# The poplars, Cavendish Bridge, August 2013



## Stealthstar79 (Aug 21, 2013)

This house stands off the main road in Cavendish Bridge, near Derby. 

The Poplars was a former Brewery managers house and was built in the early 19th century, It had been divided into two dwellings. 
I can not find any more information, hope you enjot the pics!


----------



## LittleOz (Aug 21, 2013)

Nice house; looks like it deserves to be card for and lived in. Thanks for sharing.


----------



## skankypants (Aug 21, 2013)

Nice little place that,thanks for posting..


----------



## flyboys90 (Aug 22, 2013)

Shame thats been a nice place,thanks for sharing.


----------



## The Wombat (Aug 24, 2013)

Good find Stealthstar
Very good shots there


----------



## UrbanX (Aug 27, 2013)

Looks a lovely old house, thanks for sharing!


----------



## antonymes (Aug 27, 2013)

Nice.
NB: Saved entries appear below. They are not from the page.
Issue #1148, opened 2016-12-30
Validate SQS message attributes


bakura10:
Hi !

Currently, the SQS SDK properly validates MD5 of message payloads to make sure the message has been received correctly (https://github.com/aws/aws-sdk-php/blob/master/src/Sqs/SqsClient.php#L119).

However, since the introduction of SQS message attributes, SQS also returns back a MD5OfMessageAttributes (https://docs.aws.amazon.com/aws-sdk-php/v3/api/api-sqs-2012-11-05.html#sendmessage) which is simply not validated in the SDK (http://docs.aws.amazon.com/AWSSimpleQueueService/latest/SQSDeveloperGuide/sqs-message-attributes.html#sqs-attrib-md5)

It would be nice that this validation is carried on as well :).

cjyclaire:
@bakura10 Appreciate the feedback, to clarify the feature request there, current `validateMd5()` only works for `ReceiveMessage` validation, with recent `MessageAttributes` introduced to `sendMessage`, SDK could help calculate the MD5 message digest for SQS message attributes there and helps with the validation. (Feel free to add more clarification there :))

I'll tag this as a feature request and have it in our backlog, it will be in our implementation queue soon :)

bakura10:
Hey.

I couldn't make it any clearer :D.

kstich:
Hi @bakura10, please see #1284 for an implementation of this request. Thanks!

kstich:
@bakura10 We're pleased to say that this feature request has been integrated in to the SDK, [you can find the release here.](https://github.com/aws/aws-sdk-php/releases/tag/3.28.1)

PR #1284, opened 2017-05-11
SQS Message Attribute Validation

kstich:
Validate SQS Message Attributes via MD5 with encoded input string, supplemented with tests. Checks are done in the same `validateMd5` function so users who unregister the `sqs.md5` receive no new exceptions.

PR to complete #1148

### DIFF
--- a/src/Sqs/SqsClient.php
+++ b/src/Sqs/SqsClient.php
@@ -105,7 +105,7 @@ class SqsClient extends AwsClient
     }
 
     /**
-     * Constructs the expected md5 hash of message attributes according to the encoding
+     * Calculates the expected md5 hash of message attributes according to the encoding
      * scheme detailed in SQS documentation.
      *
      * @param array $message Message containing attributes for validation.
@@ -117,7 +117,7 @@ class SqsClient extends AwsClient
      *                     attributes.
      * @link http://docs.aws.amazon.com/AWSSimpleQueueService/latest/SQSDeveloperGuide/sqs-message-attributes.html#message-attributes-items-validation
      */
-    public static function getExpectedMessageAttributesMd5($message)
+    private static function calculateMessageAttributesMd5($message)
     {
         if (empty($message['MessageAttributes'])
             || !is_array($message['MessageAttributes'])) {
@@ -127,22 +127,27 @@ class SqsClient extends AwsClient
         ksort($message['MessageAttributes']);
         $attributeValues = "";
         foreach ($message['MessageAttributes'] as $name => $details) {
-            $attributeValues .= SqsClient::getEncodedStringPiece($name);
-            $attributeValues .= SqsClient::getEncodedStringPiece($details['DataType']);
+            $attributeValues .= self::getEncodedStringPiece($name);
+            $attributeValues .= self::getEncodedStringPiece($details['DataType']);
             if (substr($details['DataType'], 0, 6) === 'Binary') {
                 $attributeValues .= pack('c', 0x02);
-                $attributeValues .= SqsClient::getEncodedBinaryPiece(
+                $attributeValues .= self::getEncodedBinaryPiece(
                     $details['BinaryValue']
                 );
             } else {
                 $attributeValues .= pack('c', 0x01);
-                $attributeValues .= SqsClient::getEncodedStringPiece(
+                $attributeValues .= self::getEncodedStringPiece(
                     $details['StringValue']
                 );
             }
         }
 
         return md5($attributeValues);
+    }
+
+    private static function calculateBodyMd5($message)
+    {
+        return md5($message['body']);
     }
 
     private static function getEncodedStringPiece($piece)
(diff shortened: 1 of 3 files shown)


src/Sqs/SqsClient.php
```diff
@@ -105,7 +105,68 @@ private function queueUrl()
...
+     * @param array $message Message containing attributes for validation.
+     *                       Retrieved when using MessageAttributeNames on
+     *                       ReceiveMessage.
+     *
+     * @return string|null The md5 hash of the message attributes according to
+     *                     the encoding scheme. Returns null when there are no
+     *                     attributes.
+     * @link http://docs.aws.amazon.com/AWSSimpleQueueService/latest/SQSDeveloperGuide/sqs-message-attributes.html#message-attributes-items-validation
+     */
+    public static function getExpectedMessageAttributesMd5($message)
```
cjyclaire: Maybe a better naming for this helper method? like `computeMessageAttributesMd5` or perhaps `caculateMessageAttributesMd5` or perhaps `messageAttributesMd5`? `get` feels like fetching value from response instead of constructing it. Perhaps to echo this for `MD5OfBody`, you could have another function `bodyMd5(..)` that simply returns `md5($msg['Body']` when available.

tests/Sqs/SqsClientTest.php
```diff
@@ -51,6 +51,117 @@ public function testValidatesMd5OfBody()
...
+            'region'  => 'us-west-2',
+            'version' => 'latest'
+        ]);
+
+        $mock = new Result(['Messages' => [[
+            'Body' => 'Test',
+            'MD5OfMessageAttributes' => 'foo',
+        ]]]);
+        $this->addMockResults($client, [$mock]);
+        $client->receiveMessage([
```
cjyclaire: From the feature request thread, looks like customer is looking for this functionality for `sendMessage`?

src/Sqs/SqsClient.php
cjyclaire: Any reason for this helper function being public?

tests/Sqs/SqsClientTest.php
kstich: I read the thread as 'Now that `SendMessage` allows you to set `MessageAttributes`, can we validate those on `ReceiveMessage` as well?'. @bakura10, your input here would be beneficial if possible.

Validating on `SendMessage{Batch}` could easily be a separate enhancement request if it is wanted, as the format and closure structure will need to change pretty significantly to capture the necessary data.

src/Sqs/SqsClient.php
kstich: I'm making a small set of changes along these lines for clarity, thanks for the feedback!

src/Sqs/SqsClient.php
```diff
@@ -105,7 +105,73 @@ private function queueUrl()
...
+     *
+     * @return string|null The md5 hash of the message attributes according to
+     *                     the encoding scheme. Returns null when there are no
+     *                     attributes.
+     * @link http://docs.aws.amazon.com/AWSSimpleQueueService/latest/SQSDeveloperGuide/sqs-message-attributes.html#message-attributes-items-validation
+     */
+    private static function calculateMessageAttributesMd5($message)
+    {
+        if (empty($message['MessageAttributes'])
+            || !is_array($message['MessageAttributes'])) {
```
imshashank: ) { 
should be on next line

src/Sqs/SqsClient.php
```diff
@@ -105,7 +105,73 @@ private function queueUrl()
...
+                $attributeValues .= self::getEncodedStringPiece(
+                    $details['StringValue']
+                );
+            }
+        }
+
+        return md5($attributeValues);
+    }
+
+    private static function calculateBodyMd5($message)
```
imshashank: Why don't you make this a generic function and pass the "$message['Body']" variable directly to this instead of $message.

kstich: It's consistent with the `calculateMessageAttributesMd5` definition which handles the case of improperly formed 'MessageAttributes'. Since all SQS messages will have a 'Body' field, I'm okay with making this change.

src/Sqs/SqsClient.php
```diff
@@ -124,14 +190,47 @@ private function validateMd5()
                     ->then(
                         function ($result) use ($c, $r) {
                             foreach ((array) $result['Messages'] as $msg) {
+                                $bodyMd5 = self::calculateBodyMd5($msg);
```
cjyclaire: It would be great if we are checking `MD5OfMessageAttributes` and `MD5OfBody` in the same pattern here.
I'd prefer the "non-nesting if" we have for `MD5OfBody` currently:
``` php
if (isset($msg['MD5OfBody'])
    && self::calculateBodyMd5($msg) !== $msg['MD5OfBody']) ...

// Then
if (isset($msg['MD5OfMessageAttributes'])
    && self:: calculateMessageAttributesMd5($msg) !== $msg['MD5OfMessageAttributes']) ...
```

tests/Sqs/SqsClientTest.php
cjyclaire: Sounds cool, thanks for the explain : )

src/Sqs/SqsClient.php
kstich: This was because the implicit else condition of `!isset($msg['MD5OfMessageAttributes'])` is pre-confirmed on the initial if, when we check to see `isset($msg['MessageAttributes'])`.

Must pay this one a visit some time.


----------



## Miss Marwood (Aug 30, 2013)

What's in the treasure chest under the tree then?


----------



## Stealthstar79 (Aug 30, 2013)

To be honest I didn't look, but I am guessing it had no treasure!


----------



## mockingbird (Oct 21, 2013)

defo my kind of place


----------